Unklar bleibt weiterhin auch, wie ernst es Nordkorea in den vergangenen Jahren mit seinen Drohgebärden meinte. Wäre das Regime um Kim Jong-un im Zweifelsfall tatsächlich zu einem Atomangriff übergegangen, wie es mehrmals ankündigt hatte?

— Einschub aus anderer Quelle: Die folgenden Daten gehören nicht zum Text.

Issue #834, opened 2020-10-20
x-for adjacent to another x-for throws not defined error


kevinvayro:
I am trying to make a datepicker that uses Alpine work but I am having some issues when I place two x-for's together.

I have two arrays, one holds the dates for a month and the second holds the number of blank days required to make sure the first day aligns with the correct day of the week.

Everything works and I can loop over both arrays and display the contents of the array however when I put the two x-for templates into the same div, after changing the month a couple of times I get a `Uncaught ReferenceError: date is not defined`. The template is `<template x-for="date in no_of_days" :key="date">`

If I reverse the order of the two templates and make the blank days show at the end of the month, which isn't what I want, then everything works fine and there is no error.

Here is a demo of the issue I'm having. [https://codepen.io/kevinvayro/pen/KKMgyXg](https://codepen.io/kevinvayro/pen/KKMgyXg). There are 4 examples that show the scenarios where it is working and not. In the scenario that doesn't work, the number of days will get stuck at 30 after pressing 'Next month' twice.

I have a workaround which is to just add the blank days to the days array as an empty string but I'd like to know if this is an actual issue or if I'm doing something wrong.

calebporzio:
Interesting, so let's refine the issue.

Can you confirm that any adjacent template/x-for tags cause a breakage?

```html
<template x-for="foo in bar">
    <div>...</div>
</template>
<template x-for="bar in baz">
    <div>...</div>
</template>
```

??

kevinvayro:
I've done some more experimenting and I've replaced the original arrays with two new arrays that are just filled to a random length using foo and bar as my template variable names and the issue still is the same.

I do now have some more information though which might be of use.

Before the error appears, the HTML generated looks as follows. The generated divs sit below the template.
  
```
<div class="flex">
    <template x-for="bar in random_array2">
        <div x-text="bar" style="width: 14.28%" class="px-1 mb-1 text-red-400"></div>
    </template>
    <div x-text="bar" style="width: 14.28%" class="px-1 mb-1 text-red-400">0</div>
    
    <template x-for="foo in random_array" :key="foo">
        <div style="width: 14.28%" class="px-1 mb-1">
            <div x-text="foo"></div>
        </div>
    </template>
    <div style="width: 14.28%" class="px-1 mb-1">
        <div x-text="foo">0</div>
    </div>
    <div style="width: 14.28%" class="px-1 mb-1">
        <div x-text="foo">1</div>
    </div>
</div>
```

[...]

PR #851, opened 2020-10-26
Add check for template tag when there are sibling x-for

KevinBatdorf:
Likely fixes https://github.com/alpinejs/alpine/issues/834

I'm not totally familiar with this part of the code to be fair, but all the tests are passing, and the test I added fails otherwise.


KevinBatdorf:
The title isn't totally accurate. It will now just ignore anything that isn't keyed, not just `template` tags

calebporzio:
Yep, this makes good sense. Thanks so much for pitching in on this @KevinBatdorf!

Der US-amerikanische Diplomat James F. Jeffrey, von 2010 bis 2012 US-Botschafter im Irak, glaubt jedenfalls, Trump habe „die unmittelbare Gefahr eines Krieges nun erst einmal beseitigt“. Die Bedrohung durch Nordkorea sei zuvor „massiv angestiegen“, sagte Jeffrey im Gespräch mit der „Zeit“. Nordkorea sei kurz davor gewesen, „Amerika mit einer Atomrakete treffen zu können“, so Jeffrey. Umgekehrt seien die USA wiederum kurz davor gewesen, auf diese Bedrohung militärisch zu reagieren, sagte der Diplomat unter Berufung auf Kontakte der US-Regierung.

US-Diplomat zur Nordkorea: „Die Kriegsgefahr ist erst einmal weg“

Jeffrey sagte weiter, dass zentrale Figuren des US-Militärs zu dem Entschluss gekommen seien, dass Kim Jong-un „Vorbereitungen traf, Südkorea anzugreifen und zu erobern“. Diese Bedrohung sei auch ausschlaggebend dafür gewesen, dass Trump sich mit Kim an den Verhandlungstisch gesetzt habe. „Die Kriegsgefahr ist erst einmal weg“, so Jeffrey.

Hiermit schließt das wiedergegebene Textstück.